Check each line of the entries below for the word "working" and state only how many lines have it.

**MATERIAL TO PROCESS**.
[Start of section]

PR #316, opened 2023-10-12
Interface QED and N3LO, n.2

niclaurenti:
reopening #311 after rebasing master

### DIFF
--- a/src/eko/basis_rotation.py
+++ b/src/eko/basis_rotation.py
@@ -275,7 +275,7 @@ map_ad_to_unified_evolution = {
 }
 
 
-def ad_projector(ad_lab, nf, qed=False):
+def ad_projector(ad_lab, nf, qed):
     """
     Build a projector (as a numpy array) for the given anomalous dimension sector.
 
@@ -355,7 +355,7 @@ def select_light_flavors_uni_ev(ad_lab, nf):
         return map_ad_to_evolution[ad_lab]
 
 
-def ad_projectors(nf, qed=False):
+def ad_projectors(nf, qed):
     """
     Build projectors tensor (as a numpy array), collecting all the individual sector projectors.
 
--- a/src/ekobox/apply.py
+++ b/src/ekobox/apply.py
@@ -12,7 +12,6 @@ def apply_pdf(
     lhapdf_like,
     targetgrid=None,
     rotate_to_evolution_basis=False,
-    qed=False,
 ):
     """
     Apply all available operators to the input PDFs.
@@ -34,6 +33,7 @@ def apply_pdf(
         out_grid : dict
             output PDFs and their associated errors for the computed mu2grid
     """
+    qed = eko.theory_card.order[1] > 0
     if rotate_to_evolution_basis:
         if not qed:
             rotate_flavor_to_evolution = br.rotate_flavor_to_evolution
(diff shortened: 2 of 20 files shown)


niclaurenti:
Now this is more or less ready. @AleCandido I wasn't able to reconcile the qed branches as you asked. I think that the uglier branch is the one happening in https://github.com/NNPDF/eko/blob/f39b012e6436d8bf5e1321b5f5e20c398e5191f6/src/eko/evolution_operator/__init__.py#L273
but it is quite complicated to change it since qcd and qed evolution require different ingredients and also the structure is a bit different(in one case we have singlet + non_singlet, in the other also the valence). If you have proposals we can try to restructure it a bit.

Then, whenever we will tag the next eko version, we have to pay attention to the fact that i remover the argument `qed` from `apply_pdf` (that information now is contained in the `EKO` that is passed to the function). The only part that is affected should be
https://github.com/NNPDF/nnpdf/blob/db8b790c1bacf52f71cc3a7fabf0fd9674cbf476/n3fit/src/evolven3fit_new/evolve.py#L178
but maybe some other parts of the `NNPDF` code are using this function (maybe @andreab1997 knows better)

src/ekobox/apply.py
```diff
@@ -34,6 +33,7 @@ def apply_pdf(
         out_grid : dict
             output PDFs and their associated errors for the computed mu2grid
     """
+    qed = eko.theory_card.order[1] > 0
```
giacomomagni, line 36: here and in the following don't you need to cast to bool? 
```suggestion
    qed = bool(eko.theory_card.order[1] > 0)
```

src/eko/basis_rotation.py
```diff
@@ -355,7 +355,7 @@ def select_light_flavors_uni_ev(ad_lab, nf):
         return map_ad_to_evolution[ad_lab]
 
 
-def ad_projectors(nf, qed=False):
+def ad_projectors(nf, qed):
```
giacomomagni, line 358: Are these functions still used somewhere?

giacomomagni (commented):
Looks good to me: 

* `to_flavor_basis_tensor` still contains a `qed=False` as default which can be dropped?

src/eko/basis_rotation.py
niclaurenti: I don't think so

src/ekobox/apply.py
niclaurenti: I can do it but I think it will not change anything: `order[1] > 0` is already a bool

giacomomagni: yes true, stupid me

niclaurenti:
> Looks good to me. `to_flavor_basis_tensor` still contains a `qed=False` as default which can be dropped?

Thanks I missed it. I will fix it asap

src/eko/basis_rotation.py
AleCandido: We always said that EKO is a library in the first place, and not an application. So, not all the functions have to be used.

For as long as they are correct, and they do not introduce much extra burden, I would keep them. It was non-trivial to get the normalization right (maybe because we're not especially clever, but to us, it was confusing).

They are just part of the *basis rotation toolbox*.

giacomomagni: okay, it make sense, let's keep them.

felixhekhorn (approved):
Did you check that the apfel benchmark is still fine? else this seems alright!

niclaurenti:
> Did you check that the apfel benchmark is still fine? else this seems alright!

@felixhekhorn The apfel bench at order = (3, 2) is still good. However, I cannot test order=(4,2) since apfel doesn't implement N3LO (I think)

PR #317, opened 2023-10-12
N3LO P_gg P_gq 5th moment

giacomomagni:
Update N3LO P_gg and P_gq using 5th moment from https://arxiv.org/abs/2310.05744

See also: https://github.com/NNPDF/eko_fhmv_private/pull/2

I checked that the provided scripts matches 100% with the ones shared with us by Moch.


felixhekhorn (approved):
We know already that this is working, right?

giacomomagni:
> We know already that this is working, right?

It should.

 Both approximation are based on the interpolated fifth moment, I want to use the analytic one
then we can merge.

[End of section]

**RESPONSE BELOW**. 2